Morrone filed Chapter 13, without his spouse, listing as his main asset the marital residence, valued at $400,000 and owned as Tenants by the Entireties. Liens against this property consisted of first and second mortgages totaling $317,434.32, leaving $82,565.68 in equity in the property.
Additionally, John Brettell had judgment lien for a non-consumer debt against both the Morronne and his spouse for $57,000.
Morrone’s Chapter 13 plan, which was confirmed without objection, provided that he would, after his claimed $35,000 homestead exemption, avoid the judgment lien held by Brettell to the extent it impaired the debtor’s exemption, with the remaining $7500 being paid in full. (The arithmetic would seem to be 50% of $82,565.68, or $41,282.84 minus $35,000 exemption or $6,282.84, apparently adjusted upwards to $7,500.00.)
Brettell brought a motion for relief from the automatic and co-debtor stays. As the debt was agreed by all parties to be a non-consumer debt, the co-debtor stay was terminated. Brettell argued that confirmation of the plan exceeded the jurisdiction of bankruptcy court by limiting his in rem relief as to the spouse’s interest in the property, but the court held that the plan only sought to avoid and pay the claim of the Morronne’s interest in the property. This appears to be in line with In re Sisk, 2011 WL 6153277 (Bankr. W.D.N.C. 2011), but in conflict with In re Sorrow, 2012 WL 4608713 (Bankr. M.D.N.C. 2012). The court distinguished this holding first from Alvarez v. HSBC, 733 F.3d 136 (4th Cir. 2013), as Morrone was not seeking to have the court exert jurisdiction regarding his spouse’s interest in the property, and then also Phillips v. Krakower, 46 F.2d 764 (4th Cir. 1931) as Brettell already had a valid and perfected lien against both parties prior to the filing of bankruptcy by Morronne.
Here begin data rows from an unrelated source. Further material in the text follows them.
PR #250, opened 2016-09-04
[9.0][MIG] website_backend_views to v9

lasley:
This upgrades website_backend_views to v9.

It should work, although I haven't tested much. This is a WIP because with the fix I found in OCA/web#402 for [public data sessions](https://github.com/OCA/web/pull/402/commits/33ee3ae91e66e687af7cab6195383ffd2ac2456d), I believe this is the key for OCA/web#403 instead of the standalone session module.

### DIFF
--- a/website_backend_views/__init__.py
+++ b/website_backend_views/__init__.py
@@ -1,22 +1,6 @@
 # -*- coding: utf-8 -*-
-##############################################################################
-#
-#    OpenERP, Open Source Management Solution
-#    This module copyright (C) 2015 Therp BV <http://therp.nl>.
-#
-#    This program is free software: you can redistribute it and/or modify
-#    it under the terms of the GNU Affero General Public License as
-#    published by the Free Software Foundation, either version 3 of the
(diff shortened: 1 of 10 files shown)


simahawk:
@lasley sorry, just to clarify: do I need to wait for the linked issues to be closed or can I test the porting right away? tnx

lasley:
@simahawk - I just pushed the version that I have been functionally testing before implementing the public session. This should work in v9 to the same capacity that the v8 one did, and I would most certainly love additional confirmation 😄

simahawk:
`website.assets_frontend.js:836 Uncaught TypeError: openerp.init is not a function` this is what I get :(
The whole error in debug mode is [this](https://www.dropbox.com/s/vdfiesb2te5ll2h/bkend-views-err.png?dl=0).

simahawk:
closing as it's on 9.0 and no action since more than 2 yrs and @lasley left us a long time ago :sob: 
Feel free to re-open it if anyone needs it, thanks!

PR #251, opened 2016-09-05
[IMP][website_slides] Update backport.

yajo:
Get lots of FIX and IMP from upstream since the backport was done.

I know Travis won't like long Python lines from Odoo, but that detail was what took me most **hours** because last backport fixed that, so I would like to know if there's any way to tell flake8 not to check that in all this backport, to make further updates easier. Any ideas?

@Tecnativa


pedrobaeza:
Can you check CIs status and squash all the commits from the translation agent?

rafaelbn (approved):
Reviewed, thanks

pedrobaeza (approved):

Lastly, the bankruptcy court held that because the plan had been confirmed, that relief from the stay would not granted absent a showing by a creditor merely by showing either that pre-confirmation events or reasons would have justified relief from the stay or that the creditor could have defeated confirmation. Instead, a secured creditor must generally show a default under the plan.
As the Debtor owns the property as Tenants by the Entirety, he is a 100% owner of the entire property and all of the equity. As he is presumably jointly and severally liable for the debt to Brettell, it would seem that instead of having equity to only 50% of the property, his equity as to Brettell is for the full $82,565.68. And while he could still claim his homestead exemption of $35,000, that would leave $47,565.68 to be paid as a secured claim.
On the other hand, while all parties agreed that this was a non-consumer debt, the bankruptcy court perhaps too quickly granted relief from the stay for Brettell to proceed against the non-filing spouse. While 11 U.S.C. § 1301 does provide for a co-debtor stay for consumer debts, that permission does not per se mean that a plan cannot, as is frequently done in Chapter 11 cases, provide for a stay as to non-consumer debts.